Bulk anisotropic multiphase nanohybrid magnets fabricated from compound precursors

Abstract Bulk anisotropic RT 7 /α-Fe(Co)+Nd 2 Fe 14 B/α-Fe (RT 7 denotes Sm(CoFeCuZr) 7 phase) multiphase nanohybrid magnets have been designed and prepared by High-Pressure Thermal Compression (HPTC), using a blend of Nd 9 Fe 85.5 Cu 1.5 B 4 amorphous and SmCo-based amorphous-nanocrytalline powders as precursors. The resulting HPTC magnet is composed of alternating RT 7 /α-Fe(Co) and Nd 2 Fe 14 B/α-Fe nanocomposite layers along the pressure direction. A (00 l ) crystallographic texture for the RT 7 and Nd 2 Fe 14 B nanocrystals has been achieved in the RT 7 /α-Fe(Co) and Nd 2 Fe 14 B/α-Fe layers, respectively. The RT 7 /α-Fe(Co) layer comprises elongated RT 7 nanocrystals (8–13 nm in thickness and 13–20 nm in length) and approximately equiaxed α-Fe(Co) nanograins with an average size of ∼13 nm.

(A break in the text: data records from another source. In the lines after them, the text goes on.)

Issue #1371, opened 2024-12-04
Formalize Workers into Trait


insipx:
Device + Consent sync operate with `LocalEvents`, which are events global to a single client instance. Workers are spawned on client instantiation and do work for the life of the client. Right now we only have a single worker for sync, but its reasonable to foresee other possible workers in the future. 

If this pattern becomes useful, it would be great to formalize workers into a trait, where workers can be dynamically registered to the client and spawned on instantiation together. This worker pattern so far is useful for separating concerns for tasks that don't have strict deadlines (like syncing)

insipx:
completed by @codabrink in #2058

PR #2058, opened 2025-06-02
Worker Abstraction

codabrink:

The Nd 2 Fe 14 B/α-Fe layer consists of lath-shaped Nd 2 Fe 14 B nanograins (15–30 nm in thickness and 30–55 nm in length) and approximately equiaxed α-Fe nanograins with an average size of ∼19 nm. The HPTC magnet exhibits a maximum energy product of 25 MGOe, with a high soft-magnetic fraction of ∼30 wt%, and a low coercivity temperature coefficient of β (RT-250 °C)  = −0.28% o C −1 . Our work provides an alternative approach to yielding high-performance bulk multiphase nanohybrid magnets.